Stored data
PR #139, opened 2021-03-22
Add a CI config for running under miri

brson:
I said earlier I would add such a configuration. This takes around 4 minutes to run locally. If that is too long for the CI I can try reduce the time further.

cc @mohanson

### DIFF
--- a/.travis.yml
+++ b/.travis.yml
@@ -86,6 +86,14 @@ matrix:
             - git
             - build-essential
       env: SUITE=ci-chaos
+    - name: ci-miri
+      rust: nightly-2021-03-20
+      addons:
+        apt:
+          packages:
+            - git
+            - build-essential
+      env: SUITE=ci-miri
     - name: Test Suite
       rust: 1.46.0
       dist: xenial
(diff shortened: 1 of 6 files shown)


brson:
Looks like the miri job ran correctly.

xxuejie:
One question: is there we can employ some sort of CLI-controllable flags, so instead of using this in the code:

```
#[cfg_attr(miri, ignore)]
```

we can turn the additional tests on and off in CLI part. The result for the change, is that we can run the core and fast tests in CI, but run all the tests locally.

Is something like this possible?

brson:
@xxuejie I've pushed a change that adds a `miri-ci` feature and turned it on for CI. This feature disables slow tests. Without the feature all tests are run except for `test_b_extension`.

I ran `test_b_extension` for 9 hours and it took 13 GB of RAM, and I never saw it finish. I can though leave it enabled if you prefer.

The remaining tests take me about 3.5 hours to run.

For multiple reasons it would be nice to break up the B extension test suite into individual tests, but that is a larger upstream task.

xxuejie (approved):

*To do*: Only the lines from the top of the data through the line that contains "-86,6 +86,14 @@" should be quoted, exactly as they stand.

*Solution for this task*:
PR #139, opened 2021-03-22
Add a CI config for running under miri

brson:
I said earlier I would add such a configuration. This takes around 4 minutes to run locally. If that is too long for the CI I can try reduce the time further.

cc @mohanson

### DIFF
--- a/.travis.yml
+++ b/.travis.yml
@@ -86,6 +86,14 @@ matrix:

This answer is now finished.